Please start looking for that friend with a powerful gaming machine, or ask for one graphics card for your next birthday, assuming your birthday is soon, or ask your advisor to buy you one. I recommend you ask for this one http://www.geforce.com/hardware/10series/geforce-gtx-1080, it costs $700 (has 8GB of memory) but it is as close as it gets to the Ferrari's of deep learning which are the Pascals Titan X (12GB of memory) that are selling for $1200. I also heard good things about GTX 1070 and GTX 1060, the last which runs at only $250. All you need is an available PCI Express slot in a machine, and for the Pascal Titan X you might also need to upgrade on a better power source. Here is a benchmark by a student at Stanford between GTX 1080 and two versions of the Titan X (Pascal and Maxwell) https://github.com/jcjohnson/cnn-benchmarks/blob/master/README.md (Maxwell == bad)

Another option is to use the GPU machines our department already has. We have K20's (only 5 though) which are great for 64-bit precision operations but we usually just use FloatTensors for deep learning so this capacity is useless and unfortunately their 32-bit operations are slower than other cheaper cards like the ones mentioned earlier. But they still should run computations much faster than on a CPU. You can check how to use them here: https://www.cs.virginia.edu/~csadmin/wiki/index.php/SLURM. If you are a graduate student in CS you already have access to this cluster and if you are an undergrad you can request such access. If you are in the Data Science program I heard you also have some GPU machines available there but I can't help you much with information about that.

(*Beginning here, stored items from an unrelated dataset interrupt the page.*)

PR #2, opened 2016-04-09
Adds arbitrary date parsing

tkroman:
Inspired by a recent discussion @ slack channel, where a user was complaining that he can't compare dates stored as strings in a way other than lexicographical.
This PR adds a procedure that accepts a (string) value and an optional `DateFormat`-compatible pattern and returns a unixtime of date parsed from value with the given format. null input => null output.

Real-life example:

```
MATCH (p:Person) 
WITH p 
CALL apoc.date.unixtime(p.born) 
YIELD value AS dob
RETURN p 
ORDER BY dob
```

will order people by dates given that their 'born' field are compatible with the default `EEE MMM dd HH:mm:ss zzz yyyy` format.

Since procedure methods can't be overloaded, there's a difference in names: `unixtime(date)` vs `unixtime_f(date, format)`, which is totally disputable.

### DIFF
--- a/src/main/java/apoc/date/Date.java
+++ b/src/main/java/apoc/date/Date.java
@@ -1,0 +1,139 @@
+package apoc.date;
+
+import java.text.DateFormat;
+import java.text.ParseException;
+import java.text.SimpleDateFormat;
+import java.time.ZoneId;
+import java.time.format.DateTimeFormatter;
+import java.time.temporal.ChronoField;
+import java.time.temporal.TemporalAccessor;
+import java.time.temporal.TemporalQueries;
+import java.time.temporal.TemporalQuery;
+import java.util.Arrays;
+import java.util.HashMap;
+import java.util.List;
+import java.util.Map;
+import java.util.Optional;
+import java.util.TimeZone;
+import java.util.function.Consumer;
+import java.util.stream.Stream;
+import apoc.result.LongResult;
+import apoc.result.MapResult;
+import apoc.result.StringResult;
+import org.neo4j.procedure.Name;
+import org.neo4j.procedure.Procedure;
+
+
+/**
+ * @author tkroman
+ * @since 9.04.2016
+ */
+public class Date {
+	private static final String DEFAULT_FORMAT = "yyyy-MM-dd HH:mm:ss";
+	private static final int MILLIS_IN_SECOND = 1000;
+	private static final String UTC_ZONE_ID = "UTC";
+	private static final List<TemporalQuery<Consumer<Map<String, Object>>>> DT_FIELDS_SELECTORS = Arrays.asList(
+			temporalQuery(ChronoField.YEAR),
+			temporalQuery(ChronoField.MONTH_OF_YEAR),
+			temporalQuery(ChronoField.DAY_OF_MONTH),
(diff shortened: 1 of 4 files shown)


src/main/java/apoc/date/Date.java
```diff
@@ -0,0 +1,43 @@
...
+		try {
+			return Stream.of(new LongResult(getFormat(pattern).parse(dateField).getTime() / 1000));
+		} catch (ParseException e) {
+			throw new RuntimeException(e);
+		}
+	}
+
+	private static DateFormat getFormat(String pattern) {
+		if (pattern == null) {
+			return new SimpleDateFormat("EEE MMM dd HH:mm:ss zzz yyyy");
```
jexp: Should we use the ISO8601 time format as default? or sth like `"yyyy-mm-dd HH:MM:SS"` ?

src/test/java/apoc/date/DateTest.java
```diff
@@ -0,0 +1,119 @@
...
+		TestUtil.registerProcedure(db, Date.class);
+	}
+
+	@After
+	public void tearDown() {
+		db.shutdown();
+	}
+
+	@Test public void testDateAccessor() throws Exception {
+		try (Transaction tx = db.beginTx()) {
```
jexp: you can simplify the test by just passing in the string value a parameter value. No need to create nodes and such.

jexp:
It would be cool to have the inverse function (unix-time->long) too.

And perhaps something that splits either date type into a map format with entries for all parts.

Could you add the section / function(s) to the readme too?

tkroman:
@jexp, I'll simplify tests and add docs.
On account of default format, "yyyy-mm-dd HH:MM:SS" seems reasonable, although I choose the current one on account that it's the one produced by `Date#toString()`, so I'm not 100% sure.
On account of the 

> inverse function (unix-time->long) too.

do you mean unixtime to date?

jexp:
we shouldn't care about Java internal formattings :) neither in Cypher nor Neo 

yes unixdate to string date

tkroman:
@jexp I addressed your comments, all except the one about parts. I'm not sure how to approach it in a universal way (looks like there's no nice way to iterate through `Calendar`'s values), so I guess, I'll have to think on that a little.

jexp:
I'd like to merge it, but love to have nicer names.
(Also the names for procedures are camel-case not lower-case-underscore).

I love if the names flow, like `apoc.date.parse` or `apoc.date.toString`, `apoc.date.from/toUnix`,`apoc.date.from/toMillis, or `apoc.date.unixToString`.

I'm also not sure if we should put "unix" in the name? Perhaps rather seconds/millis (and document that they are since Jan 1st 1970). Btw. what for parse / format we need to set a locale and timezone too. I'm not sure that it defaults to UTC, I think it defaults to the local TZ.

tkroman:
@jexp, I've addressed all the comments.
The only conceptually questionable thing is the `apoc.date.listFields` now. I decided not to anchor pattern names to values (i.e. `yyyy` => `2016`, `MM` => `Jan`), but rather use a universal `Months`, `Seconds` etc.

jexp:
Amazing thanks so much. Looks great. I'll change listFields to just fields and lowercase the field names.

jexp:
merged manually

PR #24, opened 2016-05-06
spatial - sort collection of paths by distance

ikwattro:
Example : 

```
MATCH (a:City {name:'bruges'}), (b:City {name:'dresden'})
MATCH p=(a)-[*]->(b)
WITH collect(p) as paths
CALL apoc.spatial.sortPathsByDistance(paths) YIELD path, distance
RETURN path, distance
```

### DIFF
--- a/docs/spatial.adoc
+++ b/docs/spatial.adoc
@@ -1,7 +1,10 @@
 = Spatial Functions
 
 The spatial procedures are intended to enable geographic capabilities on your data.
-Currently there is only one procedure _geocode_ which will convert a textual address
+
+=== geocode
+
+The first procedure _geocode_ which will convert a textual address
 into a location containing _latitude_, _longitude_ and _description_. Despite being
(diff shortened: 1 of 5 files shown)


craigtaverner:
Is this procedure required considering the fact that Cypher in 3.0 has a built-in distance function:

```
MATCH (a:City {name:'bruges'}), (b:City {name:'dresden'})
MATCH p=(a)-[*]->(b)
WITH nodes(p) as cities
WITH [x IN range(1,size(cities)-1) | [cities[x-1],cities[x]] ] as pairs, [c in cities | c.name] as names
WITH [pair in pairs | distance(point(pair[0]),point(pair[1])) ] as distances, names
RETURN reduce(distance = 0.0, d in distances | distance + d) as distance, names ORDER by distance
```

Admittedly this is not a super pretty query.....

ikwattro:
Yeah the purpose was a shortcut of the reduce query

PR #25, opened 2016-05-06
Added warmup procedure and documented it in the readme file

SaschaPeukert:
Hey there,

I added a quick warmup procedure using the Kernel API.

Cheers,
Sascha

### DIFF
--- a/readme.adoc
+++ b/readme.adoc
@@ -412,13 +412,20 @@ RETURN path, weight
 MATCH (n:Person)
 ----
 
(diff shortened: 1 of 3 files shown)


jexp:
Thanks a lot @SaschaPeukert 
I realized that in 3.0 we can do all of that efficiently in cypher (e.g. using the counts-store, so I rewrote it while merging)

It now also returns statistics about what it did.


Merged manually

PR #31, opened 2016-05-10
Flatmap

sarmbruster:


src/main/java/apoc/map/Maps.java
```diff
@@ -78,4 +76,23 @@
...
+    @Description("apoc.map.flatten(map) yield map - flattens nested items in map using dot notation")
+    public Stream<MapResult> flatten(@Name("map") Map<String, Object> map) {
+        Map<String, Object> flattenedMap = new HashMap<>();
+        flattenMapRecursively(flattenedMap, map, "");
+        return Stream.of(new MapResult(flattenedMap));
+    }
+
+    private void flattenMapRecursively(Map<String, Object> flattenedMap, Map<String, Object> map, String prefix) {
+        for (Map.Entry<String, Object> entry : map.entrySet()) {
+             if (entry.getValue() instanceof Map) {
```
tkroman: I'd stick a `null` check here, `Map.Entry#getValue` is a notorious source of NPEs :)

sarmbruster: @tkroman don't see where this can cause an NPE. According to https://docs.oracle.com/javase/specs/jls/se8/html/jls-15.html#jls-15.20.2 `x instanceof SomeClass` returns false if x is null.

Yet another option is to go to the cloud. Amazon has AWS instances that have GPUs, and as a student you can sign up to their free tier and get some free credits from here https://aws.amazon.com/education/. They gave me $70 for free in computations just by requesting it the other day. You can try that. I have run deep learning models on the GPU on AWS successfully and it is relatively painless once everything is setup. In fact you might get attached to AWS so much you won't feel the need to ever buy a computer anymore. For the people who already have experience with AWS, it is a bit difficult however to get "spot instances" with GPUs but "on demand" you can get for sure. You can see that the on demand price for the g2.2xlarge machine is only $0.65 per hour https://aws.amazon.com/ec2/pricing/ and has a 4GB GPU, and the g2.8xlarge featuring 4 GPUs costs $2.6 an hour. If you use your free $70 credits, you probably can train the model for your project without having to buy your own GPU (or machine!) as long as it takes less than 70 hours of training.

I also will leave a question with this post for you to think about: Why a graphics card used to play videogames is helpful for training a convolutional neural network so much faster? If you have an answer I want to hear about it next class.